Energy stored in a capacitor is U = (1/2)QV = (1/2)CV² = (1/2)Q²/C. This energy is distributed in the electric field with density u = (ε₀/2)κᵣE². Forces between plates arise from energy changes with separation: F = −∂U/∂d. Dielectrics are attracted into capacitors because they lower the total stored energy.
From your study of capacitor geometry, you know that a capacitor stores separated charge Q on two conductors held at a potential difference V, with capacitance C = Q/V. But a charged capacitor also stores something more tangible: electrical potential energy that can be released to do work. The three equivalent expressions U = ½QV = ½CV² = ½Q²/C all say the same thing, but each is most useful in different contexts — use ½CV² when V is fixed (like a battery-connected capacitor), and ½Q²/C when Q is fixed (like an isolated charged capacitor).
Where is this energy physically located? The field picture gives the deeper answer. Between the capacitor plates, an electric field E exists with energy density u = (ε₀/2)κᵣE², where κᵣ is the dielectric constant of any material between the plates. Integrating this energy density over the volume between the plates recovers exactly U = ½CV². This tells you that the energy is stored in the electric field itself, not on the surface charge or in the conductors. This is not merely a bookkeeping choice — it becomes essential in electrodynamics, where fields can carry energy through empty space.
The energy method for calculating forces is one of the most powerful tools that flows from this picture. Rather than finding the force by computing the electric field and then integrating pressure over a surface, you can differentiate the stored energy with respect to the relevant displacement: F = −∂U/∂d, where d is the plate separation. The sign is crucial: the force is in the direction that decreases U. For a charged capacitor with fixed charge Q (isolated), increasing d increases U (since U = Q²/2C and C decreases as d increases), so F = −∂U/∂d is negative — the plates attract each other, as expected.

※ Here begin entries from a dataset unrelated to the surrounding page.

PR #3292, opened 2022-02-17
chore(task): improve error message for AccessDenied to secrets

paragbhingre:
This PR improves error messaging when AccessDenied error occurs while accessing the secrets


internal/pkg/cli/task_run.go
```diff
@@ -578,6 +578,9 @@ func (o *runTaskOpts) Execute() error {
 
 	tasks, err := o.runTask()
 	if err != nil {
+		if strings.Contains(err.Error(), "ResourceInitializationError") && o.appName != "" && o.env != "" {
+			log.Error("It looks like your task is not able to pull the secrets. Did you tag secrets with \"copilot-application\" and \"copilot-environment\" tags \n")
```
efekarakus: nit: Go has a special syntax for "raw string literals" that makes it easier to write these long strings with escaped quotes: https://yourbasic.org/golang/multiline-string/
```suggestion
			log.Error(`It looks like your task is not able to pull the secrets.
Did you tag your secrets with the "copilot-application" and "copilot-environment" tags?
`)
```

internal/pkg/cli/task_run.go
```diff
@@ -578,6 +578,9 @@ func (o *runTaskOpts) Execute() error {
 
 	tasks, err := o.runTask()
 	if err != nil {
+		if strings.Contains(err.Error(), "ResourceInitializationError") && o.appName != "" && o.env != "" {
```
Lou1415926: Do you think we need to be more specific in checking the error, for example check if it contains keywords like "AccessDeniedException" and "unable to retrieve secrets"?

paragbhingre: make sense

efekarakus (approved):
😍

huanjani (approved):
:shipit:

PR #3295, opened 2022-02-17
chore(env): guide users who are importing only one type of subnet

huanjani:
Previously, we logged warnings about the absence of public/private subnets **only** if the VPC being imported (during `env init`) did not have that type of subnet. A more common use case is that the VPC has those subnets but the user chooses not to use them.

Users may not know, when selecting only private subnets to import, that they need to adapt their workload manifests with
```
network:
  vpc:
    placement: private
```
or that their environments will have limited capabilities (no load balancing!). 

These changes keep the warning about no private/public subnets present, but add a warning after the user has chosen not to add subnets of one of the types.

```
% copilot env init
Environment name: test
Credential source: [profile jan]
Default environment configuration? No, I'd like to import existing resources
VPC: vpc-07de0fad1234feff7

Public subnets: 
Note: If you proceed without public subnets, you will not be able to deploy 
Load Balanced Web Services in this environment, and will need to specify 'private' 
network placement in your workload manifest(s). See the manifest documentation 
specific to your workload type(s) (https://aws.github.io/copilot-cli/docs/manifest/overview/).

  Which private subnets would you like to use?  [Use arrows to move, space to select, type to filter]
  > [ ]  subnet-01b722c41f5e08618 (copilot-buildspec-test-priv0)
  [ ]  subnet-089834da347785694 (copilot-buildspec-test-priv1)
```
```
% copilot env init
Environment name: test
Credential source: [profile jan]
Default environment configuration? No, I'd like to import existing resources
VPC: vpc-07de0fad1234feff7
Public subnets: subnet-025f72e8f354d7497 (copilot-buildspec-test-pub0), subnet-0ad88c532a6a95cbb (copilot-buildspec-test-pub1)

Private subnets: 
Note: If you proceed without private subnets, you will not 
be able to add them after this environment is created.
```

### DIFF
--- a/go.mod
+++ b/go.mod
@@ -4,7 +4,7 @@ go 1.17
 
 require (
 	github.com/AlecAivazis/survey/v2 v2.3.2
-	github.com/aws/aws-sdk-go v1.42.47
+	github.com/aws/aws-sdk-go v1.42.52
 	github.com/briandowns/spinner v1.18.1
 	github.com/dustin/go-humanize v1.0.0
 	github.com/fatih/color v1.13.0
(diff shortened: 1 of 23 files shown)


efekarakus (approved):
really nice PR description and warning message 😍

Lou1415926 (commented):
Awesome guidance!!

Do we need to show these logs for users they're importing VPCs via flags?

huanjani:
> Awesome guidance!!
> 
> Do we need to show these logs for users they're importing VPCs via flags?

If they import one type via flags, we prompt them to select the other type; if they proceed without selecting any, we log the warning. If they import both types via flags, they don't need the warning (we validate they pass in more than one). If they pass in none via flags, we prompt them to select both types.

Lou1415926 (approved):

The same logic explains why a dielectric is pulled into a capacitor. When a dielectric slab partially fills the gap between the plates at fixed voltage, the dielectric increases the effective capacitance of the filled portion. This increases total stored energy (U = ½CV², and C is larger). But wait — if energy increases, why is the dielectric pulled in? The resolution is that at fixed voltage, the battery does work to maintain V as C increases; the dielectric lowers the *free energy* (the energy the system can supply as mechanical work), so the net force still draws the dielectric inward. At fixed charge, the story is simpler: the dielectric lowers U directly, and the system lowers its energy by pulling the dielectric in. Both cases illustrate that forces on dielectrics arise not from direct field forces on bulk material but from energy minimization — a theme that recurs throughout electrostatics and thermodynamics.